Low-quality AI videos are taking up a striking share of TikTok’s For You feed, and the pattern is especially visible in content aimed at children. Kapwing’s latest research found that 59% of videos appearing on TikTok’s For You page were low-quality AI content, compared with 21% on YouTube.
The findings point to how recommendation systems can amplify automated videos once they start matching broad audience signals. They also raise a sharper concern around children’s categories, where machine-made clips appear to be spreading fastest.
Why the feed is filling up
Kapwing says TikTok recommends videos using user interests, watch activity, followed accounts, and interactions such as likes. New accounts are also shown popular content that the platform considers broadly relevant, including material influenced by location and language settings.
In tests with new accounts, researchers found that low-quality AI videos still surfaced frequently. The content appeared across multiple categories, including children, science and education, health, and history.
Children’s content stands out most
Among 10,742 videos analyzed across several popular TikTok tags, the children’s category had the highest concentration of low-quality AI content at 57.4%. That put it well ahead of the other categories studied.
Science and education followed at 35%, while health reached 33.8% and history came in at 33.5%. The data suggests that automated content is no longer limited to entertainment spaces and is moving into areas often treated as informative or educational.
Some categories still showed a stronger presence of human-made videos. Fitness, music, and fashion were among the areas where AI use was lower than in the rest of the sample.
A troubling concentration on child-focused hashtags
The sharpest warning sign appeared in the #cartoonkids hashtag. In that sample, only three out of 100 videos were made by humans, while 97% were low-quality AI content.

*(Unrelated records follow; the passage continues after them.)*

PR #107, opened 2019-07-29
Fix intermittent spec failures

tavy88:
Introducing feature flagging capability seems to
have made some of our specs intermittently fail.

We need to enforce the feature is ON for those specs.


smoothcontract:
Good catch, thanks 👍

PR #108, opened 2019-07-30
Add on-page user feedback survey

tavy88:
### Context

We are trying to bring in the in-page user feedback survey using Smart Survey.

Behaviour:

- once the user clicks on YES we send a custom event to AppInsights to record the answer
- once the user clicks no, a SMART SURVEY form is displayed under and the data they submit goes straight to smart survey.
- the styling of the form is controlled from Smart Survey dashboard rather from our codebase.

### JIRA

https://dfedigital.atlassian.net/browse/GET-133

### Screenshots

Screen Shot 2019-07-30 at 12 23 57
Screen Shot 2019-07-30 at 12 24 06
Screen Shot 2019-07-30 at 12 24 15
Screen Shot 2019-07-30 at 14 16 10

### TESTING ###

Add inside .env.development:
USER_FEEDBACK_SMART_SURVEY_LINK=https://www.smartsurvey.co.uk/s/1BBQK/


app/views/shared/feedback/_survey.html.erb
```diff
@@ -0,0 +1,27 @@
+<div class="feedback-prompt-questions hidden">
+  <iframe id="ss-embed-frame" onload="window.parent.parent.scrollTo(0,0)" src="http://www.smartsurvey.co.uk/s/8IBQ1/" style="width:100%;height:296px;border:0px;padding-bottom:4px;" frameborder="0"><a href="http://www.smartsurvey.co.uk/s/8IBQ1/">Please take our survey</a></iframe>
```
smoothcontract: Could the smartsurvey URL be externalised please? It doesn't really need to be configurable, but it is repeated twice in this view. Maybe split out as a constant or instance variable somewhere to DRY this up?

app/views/shared/feedback/_survey.html.erb
```diff
@@ -0,0 +1,27 @@
...
+</div>
+
+<div class="feedback-prompt feedback-footer" >
+  <div class="feedback-prompt-full-question">
+    <h2 class="feedback-prompt-question">Is this page useful?</h2>
+    <%= link_to '#', {
+      class: 'feedback-prompt-link govuk-link answer-yes',
+      data: {
+        tracked_event: 'Is this page useful in-page survey - Clicked Yes'
```
smoothcontract: I think perhaps the list of custom events should be reviewed to establish some naming conventions. This doesn't really seem to fit with the others already defined e.g. `"Courses - Clicked course link: #{course.url}"`. Perhaps it's just because it's a long name. Also is it possible to pass extra data to the custom event so that "Yes" could be split out as metadata rather than included in the event name. If so I think this would make ongoing use of the custom event data more useful.

smoothcontract: Also.. do we want a custom event for the opposite case where user clicks "No" ?

smoothcontract: Looks like you can pass custom `properties` to the Azure API (at least via the Ruby SDK, presumably the javascript implementation is the same).

tavy88: @smoothcontract Good point. My initial thought was not to track the NO with custom events as NOs are tracked by Smart Survey when they click Submit. In terms of naming convention for that custom event, I am open to suggestions.

app/views/shared/feedback/_survey.html.erb
tavy88: Actually the href on the bottom is not needed. I will remove that. I think this will need to stay as an env var actually as the real survey will have a different ID. Not sure if we plan to switch them for now though.

smoothcontract: Okay, if it's just one place where we link to Smartsurvey then I'm more relaxed about it. It doesn't necessarily need to be configurable at this point either. However as this isn't behind a feature flag then the correct survey will need to be published and referenced here before merging this branch so that we are able to push to production. Also worth double checking with PO that this feature can go live immediately if required. If not, then it can be feature flagged so there's less urgency to get the correct survey link in place.

app/views/shared/feedback/_survey.html.erb
smoothcontract: Maybe just something a bit shorter e.g. "In-page survey" and then pass properties like `response: "Yes"`.  I definitely would like to see the properties split out as it will make it cleaner to filter the results in Azure. Thoughts?

app/views/shared/feedback/_survey.html.erb
```diff
@@ -0,0 +1,27 @@
+<div class="feedback-prompt-questions hidden">
+  <iframe id="ss-embed-frame" onload="window.parent.parent.scrollTo(0,0)" src="http://www.smartsurvey.co.uk/s/8IBQ1/" style="width:100%;height:296px;border:0px;padding-bottom:4px;" frameborder="0"></iframe>
```
cwrw: talked in person but for posterity: could we move the url for smart survey to some form of ENV variable so that we have a local test one and a production survey to avoid mixup?

tavy88: Yep.

app/views/shared/feedback/_survey.html.erb
tavy88: No worries I will not render the survey form at all if it's not set as an ENV var.

app/views/layouts/application.html.erb
```diff
@@ -62,9 +61,13 @@
         </div>
         <%= yield %>
       </main>
+      <% if ENV.fetch('USER_FEEDBACK_SMART_SURVEY_LINK', nil).present? %>
```
smoothcontract: You can simplify this slightly to `if ENV['USER_FEEDBACK_SMART_SURVEY_LINK'].present?` - that also returns `nil` if the value is not populated and is a bit easier to read.

azure/template.json
```diff
@@ -146,6 +146,13 @@
     "appServicePlanInstances": {
       "type": "int",
       "defaultValue": 1
+    },
+    "userFeedbackSmartSurveyLink": {
+      "type": "string",
+      "defaultValue": "", 
+      "metadata": {
+        "description:": "User feedback in page Smart Survey"
```
smoothcontract: Maybe just add the world `url` to this description please?

app/webpacker/packs/track-events.js
```diff
@@ -9,9 +9,16 @@ function TrackEvents () {
...
   function sendEvent() {
     var eventLabel = this.dataset.trackedEvent;
-
+    var eventProps = this.dataset.trackedEventProps;
+    
+    if (typeof(eventProps) !== 'undefined') {
+      eventProps = JSON.parse(eventProps);
+    } else {
+      eventProps = {};
+    }
```
smoothcontract: Nice 👍

app/views/shared/feedback/_survey.html.erb
```diff
@@ -0,0 +1,34 @@
...
+
+<div id="feedback-prompt-container" class="feedback-prompt-container" >
+  <div id="feedback-prompt-question">
+    <h2 class="feedback-prompt-content">Is this page useful?</h2>
+    <%= link_to '#', {
+      class: 'feedback-prompt-link govuk-link',
+      id: 'answer-yes',
+      data: {
+        tracked_event: 'User Feedback On Page Survey',
+        tracked_event_props: { 'answer': 'yes' }
```
smoothcontract: 👍

azure/template.json
```diff
@@ -146,6 +146,13 @@
     "appServicePlanInstances": {
       "type": "int",
       "defaultValue": 1
+    },
+    "userFeedbackSmartSurveyLink": {
+      "type": "string",
+      "defaultValue": "",
```
cwrw: if we add the link here as a default value, do you need to add it on every environment?

cwrw: maybe @mafonso knows the answer to this?

tavy88: No this is to make it optional which we want. I consulted with him before @cwrw

.env.test
```diff
@@ -0,0 +1 @@
+USER_FEEDBACK_SMART_SURVEY_LINK=https://www.smartsurvey.co.uk/s/8IBQ1/
```
cwrw: can you add `.env.*.local` to `.gitignore`?

spec/features/user_feedback_survey_spec.rb
```diff
@@ -0,0 +1,27 @@
...
+RSpec.feature 'User Feedback In Page Survey' do
+  scenario 'Feedback form is not present unless enabled from ENV' do
+    allow(ENV).to receive(:[]).with('USER_FEEDBACK_SMART_SURVEY_LINK').and_return(nil)
+
+    visit(root_path)
+
+    expect(page).not_to have_text('Is this page useful?')
+  end
+
+  scenario 'User gets a thank you message when clicking yes' do
```
cwrw: can you enable `js` on both the tests here and below as these will always pass regardless of `js` being enabled. 
example: `scenario 'User gets a thank you message when clicking yes', :js do`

That scale of saturation is alarming because it places mass-produced visual material directly in front of young users. The concern is not only the volume, but also the possibility that children keep seeing repetitive content that lacks strong editorial quality.
Experts warn about development risks
Universities and child development experts are also paying attention to the pattern. Dana Suskind, a professor of pediatrics at the University of Chicago, said the trend could interfere with children’s development if it continues unchecked.
“I call this industrial-scale AI disinformation for children. It is a risk to brain development,” Suskind said in the research.
The warning underscores that the issue goes beyond feed quality. As TikTok’s algorithm continues to elevate popular material, low-quality AI videos in child-sensitive spaces are becoming a problem that is harder to ignore.